Definitely good info for everyone out there... it is totally true that each application should be tested with Hyperthreading... and never really gives great benefits.
Of course I'm aware of this... and it's one of the things I like least about my mac pro. I really wish it had more real cores in it (hence why I'm excited about getting 4 more cores (2x8 vs 2x6) with these new processors).

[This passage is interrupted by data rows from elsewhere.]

PR #303, opened 2020-08-28
Only log errors on staging and dev builds

johnschoeman:
Why:
We would only log errors for staging and dev builds

### DIFF
--- a/App.tsx
+++ b/App.tsx
@@ -2,7 +2,6 @@ import React, { FunctionComponent, useState, useEffect } from "react"
 import SplashScreen from "react-native-splash-screen"
 import "array-flat-polyfill"
 import env from "react-native-config"
-import Bugsnag from "@bugsnag/react-native"
 
 import MainNavigator from "./src/navigation/MainNavigator"
 import { ErrorBoundary } from "./src/ErrorBoundaries"
@@ -14,8 +13,9 @@ import {
 import { ConfigurationProvider } from "./src/ConfigurationContext"
 import { PermissionsProvider } from "./src/PermissionsContext"
 import { initializei18next, loadUserLocale } from "./src/locales/languages"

This is also one of the reasons I went with the i5 for my home iMac instead of the i7.
Even though hyperthreads don't help with FP (because of lack of duplication of floating point units) and as you say can actually be detrimental...

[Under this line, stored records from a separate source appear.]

PR #308, opened 2020-09-01
Fix for Exposure History Screen State Bug

mattThousand:
### Why
Exposures stored in the native database were not visible in the UI after force quitting and re-opening the app

### This Commit
This commit accommodates the function signature `getCurrentExposures = async (): Promise<ExposureInfo>` in `nativeModule.ts` (had previously used a callback some weeks ago, the JS-layer functions calling the method were still using the callback although it had been changed) and also fetches exposures from the database on AppState change.

### DIFF
--- a/src/ExposureContext.tsx
+++ b/src/ExposureContext.tsx
@@ -10,6 +10,7 @@ import React, {
 import gaenStrategy from "./gaen"
 import { ExposureKey } from "./exposureKey"
 import { ExposureInfo } from "./exposure"
+import { AppState } from "react-native"
 
 type Posix = number
 const { exposureEventsStrategy } = gaenStrategy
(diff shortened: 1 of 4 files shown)


src/ExposureContext.tsx
```diff
@@ -73,12 +77,20 @@ const ExposureProvider: FunctionComponent = ({ children }) => {
     })
   }, [getLastDetectionDate])
 
-  const getCurrentExposures = useCallback(() => {
-    const cb = (exposureInfo: ExposureInfo) => {
-      setExposureInfo(exposureInfo)
+  useEffect(() => {
+    const handleAppStateChange = async () => {
+      const exposureInfos = await getCurrentExposures()
```
aledustet, line 82: I think the name tripped me because I forgot that `ExposureInfo` is a collection, maybe `exposureInfoData` would be ok?

PR #309, opened 2020-09-01
Wrap fetch call for publish keys on a timeout

aledustet:
Why:
----
The publish keys request sometimes can timeout, the request is hanging and it it failing to complete. We need a way to detect when the request took too long and show the failure to the user.

This Commit:
----
- Add the `fetchWithTimeout` utility
- Wrap the fetch on the `postDiagnosisKeys` with a timeout of 5 seconds
- Display proper timeout error message to users when the request times out

How to test:
----
Submit keys through the flow and it should work as usual, and if you can send a first-time request(takes at least a second) and disconnect your internet in the middle you should see a timeout error

### DIFF
--- a/src/AffectedUserFlow/PublishConsent/PublishConsentForm.spec.tsx
+++ b/src/AffectedUserFlow/PublishConsent/PublishConsentForm.spec.tsx
@@ -209,6 +209,48 @@ describe("PublishConsentScreen", () => {
       })
     })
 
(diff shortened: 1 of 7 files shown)


aledustet:
> Nice work!
> 
> Would a future iteration be allowing users to retry the request after a timeout failure?

I'm starting to work on doing the retries on certain responses now, should this retry happen automatically or when the user chooses to?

Another big issue with SPEC fp is memory bandwidth - even if there are idle execution units, the bottleneck is memory bandwidth to get data into and out of the CPU.
So the HT problem is not only contention for execution units (because every thread needs the same CPU resources), but also memory bandwidth (since all logical cores share the same memory channels).
BTW - Since Snow Leopard, OSX has gotten really good at managing processes in a hyperthreaded environment. It won't do anything stupid like assign two processes to the same physical core if there are other physical cores available.
Nice to hear that Apple OSX is becoming more NUMA/HT aware.
However, note that the general case is a very hard problem.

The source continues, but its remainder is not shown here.